Items from a data source:
PR #3318, opened 2019-04-26
bugfix: azurerm_stream_analytics_output_eventhub does not set the output format

maxbog:


azurerm/resource_arm_stream_analytics_output_eventhub_test.go
```diff
@@ -97,6 +97,35 @@ func TestAccAzureRMStreamAnalyticsOutputEventHub_json(t *testing.T) {
...
+	resource.ParallelTest(t, resource.TestCase{
+		PreCheck:     func() { testAccPreCheck(t) },
+		Providers:    testAccProviders,
+		CheckDestroy: testCheckAzureRMStreamAnalyticsOutputEventHubDestroy,
+		Steps: []resource.TestStep{
+			{
+				Config: testAccAzureRMStreamAnalyticsOutputEventHub_jsonArrayFormat(ri, location),
+				Check: resource.ComposeTestCheckFunc(
+					testCheckAzureRMStreamAnalyticsOutputEventHubExists(resourceName),
+				),
```
katbyte: We should probably add some checks here:
```go
resource.TestCheckResourceAttr(resourceName, "serialization.0.format", "Array"),
```

and for the rest of the serialization block

maxbog: done here and for all other types of serialization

**What you will do**: Every entry must be retyped in full, exactly as given.

**Task solution**:
PR #3318, opened 2019-04-26
bugfix: azurerm_stream_analytics_output_eventhub does not set the output format

maxbog:


azurerm/resource_arm_stream_analytics_output_eventhub_test.go
```diff
@@ -97,6 +97,35 @@ func TestAccAzureRMStreamAnalyticsOutputEventHub_json(t *testing.T) {
...
+	resource.ParallelTest(t, resource.TestCase{
+		PreCheck:     func() { testAccPreCheck(t) },
+		Providers:    testAccProviders,
+		CheckDestroy: testCheckAzureRMStreamAnalyticsOutputEventHubDestroy,
+		Steps: []resource.TestStep{
+			{
+				Config: testAccAzureRMStreamAnalyticsOutputEventHub_jsonArrayFormat(ri, location),
+				Check: resource.ComposeTestCheckFunc(
+					testCheckAzureRMStreamAnalyticsOutputEventHubExists(resourceName),
+				),
```
katbyte: We should probably add some checks here:
```go
resource.TestCheckResourceAttr(resourceName, "serialization.0.format", "Array"),
```

and for the rest of the serialization block

maxbog: done here and for all other types of serialization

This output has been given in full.